Wang Kai-Yu, Ma Jun, Zhang Fu-Xi, Yu Ming-Jun, Xue Ji-Shan, Zhao Ji-Sheng
Department of Gastrointestinal Surgery, China-Japan Union Hospital of Jilin University, Changchun, China; Department of General Surgery, Affiliated Hospital of Beihua University, Jilin, China.
IUBMB Life. 2014 Sep;66(9):645-54. doi: 10.1002/iub.1317.
MicroRNAs (miRNAs) are small noncoding RNAs that participate in a variety of biological processes, and dysregulation of miRNAs is widely associated with cancer development and progression. MiR-378 is frequently downregulated in colorectal cancer (CRC) and colorectal cell lines; however, it has high serum levels. Bioinformatics analysis further deduced that CDC40 is a potential target of miR-378, and luciferase reporter assays confirmed the direct regulation of CDC40 by miR-378. CDC40 plays a key role in cell cycle progression through G1/S and G2/M and pre-mRNA splicing.
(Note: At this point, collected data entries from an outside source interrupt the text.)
PR #4645, opened 2021-06-30
Update tutorial to use up-to-date version of mingw-w64 via MSYS2

jureid:
Still need to update screenshots that show terminal output after running the build task.

@sean-mcmanus, when I use the mingw-w64 that I installed with MSYS2, the default build task changes cwd to from "${workspaceFolder}" to "C:/msys64/mingw64/bin". This seems weird to me, but it works. When I changed it back to "${workspaceFolder}" the build failed. Do you know why we're doing this?

### DIFF
--- a/docs/cpp/config-mingw.md
+++ b/docs/cpp/config-mingw.md
@@ -25,17 +25,13 @@ To successfully complete this tutorial, you must do the following steps:
 
     ![C/C++ extension](images/cpp/cpp-extension.png)
 
-1. Install Mingw-w64 via the SourceForge website. Click [Mingw-w64](https://sourceforge.net/projects/mingw-w64/files/Toolchains%20targetting%20Win32/Personal%20Builds/mingw-builds/installer/mingw-w64-install.exe/download) to download the Windows Mingw-w64 installer.
-    1. Run the installer.
-    1. For **Architecture** select **x86_64** and then select **Next**.
-    1. On the Installation Folder page, use the default installation folder. Copy the location as you will need it later.
-    1. Select **Next** to start the installation.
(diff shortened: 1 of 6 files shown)


gregvanl:
@jureid Should we also update /docs/languages/cpp since it also uses the MinGW toolset? I added some duplication between the MinGW tutorial and C++ languages doc since SEO was causing people to land on /docs/languages/cpp.

jureid:
> @jureid The "cwd" needs to be "C:/msys64/mingw64/bin" when that path is not in the user's PATH. Once that is added, it should change to "${fileDirname}", i.e. I think your "cwd" should be changed to "${fileDirname}" since you have a step for updating the PATH.
> 
> Also, I'm not sure why you're seeing the "cwd" be ${workspaceFolder} since that was changed with the 1.4.1 to be ${fileDirname}.

Ah, that makes sense because I created the build task / debug configuration before adding this mingw-w64 to my PATH. Just changed cwd to ${fileDirname} in both tasks.json and launch.json and it works perfectly. I'll update the doc.

I said ${workspaceFolder} before because that's what was in the sample tasks.json in this doc... we should change it to ${fileDirname} in our other tutorials, too.

jureid:
> @jureid Should we also update /docs/languages/cpp since it also uses the MinGW toolset? I added some duplication between the MinGW tutorial and C++ languages doc since SEO was causing people to land on /docs/languages/cpp.

Yes we should! I can add those changes to this PR so that they are updated together. Sound good?

jureid:
Alright, I think all the updates are complete! One thing to consider: I didn't copy over instructions from the MSYS2 website for how to run the MSYS2 installer and use it to install mingw-w64. I just said to follow the instructions on the MSYS2 website. Let me know if you think we should pull those instructions into these docs instead.

PR #4650, opened 2021-07-02
Adding Live Preview to 1.58 Notes

andreamah:
Since this is the first time that Live Preview will be in the release notes, it would be great for somebody to double-check how I wrote this.


gregvanl:
Looks good!

PR #4653, opened 2021-07-04
Fix fish config file location

kidonng:
Fish does not use `~/.fishrc` but `~/.config/fish/config.fish`.


gregvanl:
Hi @Tyriar This looks correct to me. Can you review? Thanks

Tyriar (approved):
Thanks 👍

PR #5995, opened 2023-01-28
AI doc feedback

bamurtaugh:
Address feedback from @digitarald today:

- Reduce size of notification images
- Combine sign in and sign up sections


digitarald (approved):
🎉

PR #6007, opened 2023-02-01
Explain new terminal a11y features

### LINKED ISSUE #5948: describe terminal accessibility help and terminal accessibility mode
Navigation mode is currently the first mention in the docs for accessibility. We should move that down to be below these new things

Tyriar:
Fixes #5948

### DIFF
--- a/docs/editor/accessibility.md
+++ b/docs/editor/accessibility.md
@@ -160,7 +160,7 @@ Certain features such as folding and minimap (code overview) are disabled when i
 
 Terminal accessibility help can be accessed via `kb(workbench.action.terminal.showAccessibilityHelp)` which describes some useful tips when using a screen reader. One of the tips described is to use `kb(workbench.action.terminal.enterAccessibilityMode)` to access the terminal's buffer, this will enter the screen reader's browse mode automatically (depending on your screen reader) and provide an accessible view of the entire terminal's buffer.
 
-The legacy "navigation mode" allows navigating through terminal rows, press `kbstyle(F1)` to open the Command Palette and search for "terminal navigation mode" to find these command. This mode will be removed soon in favor of the new accessibility mode.
+The legacy "navigation mode" allows navigating through terminal rows, press `kbstyle(F1)` to open the Command Palette and search for "terminal navigation mode" to find these commands. This mode will be removed soon in favor of the new accessibility mode.
 
 ### Shell integration
 


docs/editor/accessibility.md
```diff
@@ -158,7 +158,9 @@ Certain features such as folding and minimap (code overview) are disabled when i
 
 ## Terminal accessibility
 
-Output in the Integrated Terminal can be navigated through by using the "navigation mode" commands available in the Command Palette (press `kbstyle(F1)` and search for "terminal navigation mode").
+Terminal accessibility help can be toggled via `kbstyle(Alt+F1)` which describes some useful tips when using a screen reader. One of the tips described is to use `kbstyle(Shift+Tab)` to access the terminal's buffer, this will enter the screen reader's browse mode automatically (depending on your screen reader) and provide an accessible view of the entire terminal's buffer.
```
meganrogge, line 161: maybe this is a bug, but terminal accessibility help cannot be toggled with that keybinding at the moment - only turned on.

meganrogge: I don't think that's a bug as the editor does the same and we say how it can be hidden (focus elsewhere or via escape)

meganrogge, line 161:
```suggestion
Terminal accessibility help can be accessed via `kbstyle(Alt+F1)` which describes some useful tips when using a screen reader. One of the tips described is to use `kbstyle(Shift+Tab)` to access the terminal's buffer, this will enter the screen reader's browse mode automatically (depending on your screen reader) and provide an accessible view of the entire terminal's buffer.
```

meganrogge (changes requested):
one small adjustment

docs/editor/accessibility.md
gregvanl: Prefer to use `kb(workbench.action.terminal.showAccessibilityHelp)` than hard-coding the keyboard shortcut so if there are platform-specific keybindings, users will see the appropriate keybindings.
In this case, all platforms are now "Alt+F1" but earlier in milestone Windows had been "Shift+F1"

gregvanl: Similar for `kb(workbench.action.terminal.enterAccessibilityMode)` even though now all platforms use "Shift+Tab" it could change in the future

docs/editor/accessibility.md
```diff
@@ -158,7 +158,9 @@ Certain features such as folding and minimap (code overview) are disabled when i
...
+
+The legacy "navigation mode" allows navigating through terminal rows, press `kbstyle(F1)` and search for "terminal navigation mode" to find these command. This mode will be removed soon in favor of the new accessibility mode.
```
gregvanl, line 163: "press `kbstyle(F1)` to open the Command Palette and search for ...."

docs/editor/accessibility.md
Tyriar: It's alt+f1 and shouldn't change, but yeah that's better :+1:

docs/editor/accessibility.md
```diff
@@ -158,7 +158,9 @@ Certain features such as folding and minimap (code overview) are disabled when i
 
 ## Terminal accessibility
 
-Output in the Integrated Terminal can be navigated through by using the "navigation mode" commands available in the Command Palette (press `kbstyle(F1)` and search for "terminal navigation mode").
+Terminal accessibility help can be accessed via `kb(workbench.action.terminal.showAccessibilityHelp)` which describes some useful tips when using a screen reader. One of the tips described is to use `kb(workbench.action.terminal.enterAccessibilityMode)` to access the terminal's buffer, this will enter the screen reader's browse mode automatically (depending on your screen reader) and provide an accessible view of the entire terminal's buffer.
+
+The legacy "navigation mode" allows navigating through terminal rows, press `kbstyle(F1)` to open the Command Palette and search for "terminal navigation mode" to find these command. This mode will be removed soon in favor of the new accessibility mode.
```
gregvanl, line 163: Oops, missed a small nit earlier: "to find these commands."

meganrogge (approved):

gregvanl (approved):
Thanks!

PR #6008, opened 2023-02-02
chore: rm chromium bug info from applocker section

deepak1556:
Remove link to upstream bug since it is not relevant to end users, we already have link VSCode issue that users can follow for updates.

/cc @bpasero


bpasero (approved):

gregvanl:
@deepak1556 Missed that this was targeting vnext. I'll merge to main and publish

deepak1556:
Thanks @gregvanl

PR #6022, opened 2023-02-05
Extension display name and publisher display name new restrictions

amit-kulkarni-in:
Updating the extension documentation to communicate the policy changes and mention new restrictions on the extension manifest file and verified domain. https://github.com/microsoft/vscode-discussions/discussions/433


gregvanl (approved):
Thanks!

PR #6023, opened 2023-02-06
Improve description of the `contributes.viewContainers` id property

NouemanKHAL:
Describing the `id` field as `the name of the new view container` is imprecise. Instead, it should be `the id of the new view container`.


gregvanl (approved):
Thanks for the clarification

PR #6062, opened 2023-02-22
Add small section about editing a profile.

laundmo:
Editing profiles by using the normal means of changing settings, modifying extensions etc might see obvious to some but still should be explained somewhere.

This PR is just a small section about this fact, and a note about editing the settings.json directly while switching profiles.


gregvanl (approved):
Thanks. 
The final version of this section may differ slightly after an edit pass.

isidorn:
@laundmo thank you for the PR and thanks @gregvanl for the review and for pinging me.

@sandy081 can you also review these changes please :) Since the `"Note:"` part feels like a bug that we can fix?

sandy081:
`"Note:"` makes sense to me. We do not want to auto close and reopen files on switching profiles. This can be unexpected.

PR #6071, opened 2023-02-23
Describe remote indicator position correctly

gjsjohnmurray:
Remote indicator is a LEFT end of Status Bar, not the right end.


gregvanl (approved):
Thanks!

PR #6078, opened 2023-02-24
Update remote indicator images

joyceerhl:
Based on endgame feedback I made a change to the remote indicator to only show the `Install Additional Remote Extensions` command if there are additional recommended remote extensions to be installed. 

In our docs screenshots we always show all 6 extensions' commands, so I'm updating them again to reflect the latest (one less item in the remote indicator).


bamurtaugh (approved):
LGTM!

PR #6083, opened 2023-02-26
Replace python with py for windows

ForsakenRei:
Found the upper one updated one but this one is not.


luabud (approved):
Thanks for the PR!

Subsequently, we determined that miR-378 inhibits cell growth and the G1/S transition in CRC cells and that these effects were CDC40-dependent. Finally, miR-378 increased cell apoptosis induced by the chemotherapeutic drug L-OHP. Our data highlight the potential application of miR-378 as a tumor suppressor for CRC therapy and overcoming chemoresistance, and it may also be a potential tumor marker for CRC prognosis.
微小RNA(miRNA)是参与多种生物学过程的小型非编码RNA,miRNA的失调与癌症的发生和发展广泛相关。MiR-378在结直肠癌(CRC)和结直肠癌细胞系中经常下调;然而,它在血清中的水平较高。生物信息学分析进一步推断,细胞分裂周期蛋白40(CDC40)是miR-378的潜在靶标,荧光素酶报告基因检测证实了miR-378对CDC40的直接调控。CDC40在细胞通过G1/S和G2/M期的细胞周期进程以及前体mRNA剪接中起关键作用。随后,我们确定miR-378抑制CRC细胞的生长和G1/S期转换,并且这些作用依赖于CDC40。最后,miR-378增加了化疗药物奥沙利铂(L-OHP)诱导的细胞凋亡。我们的数据突出了miR-378作为CRC治疗的肿瘤抑制因子以及克服化疗耐药性的潜在应用,它也可能是CRC预后的潜在肿瘤标志物。